## WHAT TO DO
Please print exactly the lines running from the one that contains "We still have" to the end of the data, with both lines included.

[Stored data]
PR #542, opened 2025-04-26
Replace apache with gunicorn

aaron-kaplan:
gunicorn is way simpler to install compared to mod_wsgi, which has to be compiled from source for the particular combination of python version and apache version you're using. This makes the container build fast enough that we can consider doing it in CI.

This is the first application I'm doing this with. If this works out, I'll gradually switch all our python images over.

Also moving from centos 7 to 9 in the process.

I probably won't deploy this right away, as I don't want to complicate debugging of the network issues we've been having.


aaron-kaplan:
@jturmelle any thoughts on this? Bad experiences with gunicorn, etc.?

I did some research into a few alternatives, can share that if you care.

jturmelle (commented):
I don't have anything against gunicorn. I've used it in the past for development, but never wanted to take the time to change our mod_wsgi configurations which were working well.  Do we need to make any changes to haproxy to accommodate this? https://docs.gunicorn.org/en/stable/deploy.html

aaron-kaplan:
We still have squid between haproxy and the application, so I can't think of a reason any changes to haproxy would be needed.

I did confirm that haproxy protects against "slow loris" attacks, which is the main reason they give for putting gunicorn behind nginx. (Squid probably does too, I just didn't find it documented.)

jturmelle (approved):
OK, I have no concerns about using it if you're comfortable with it.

## WRITTEN SOLUTION
We still have squid between haproxy and the application, so I can't think of a reason any changes to haproxy would be needed.

I did confirm that haproxy protects against "slow loris" attacks, which is the main reason they give for putting gunicorn behind nginx. (Squid probably does too, I just didn't find it documented.)

jturmelle (approved):
OK, I have no concerns about using it if you're comfortable with it.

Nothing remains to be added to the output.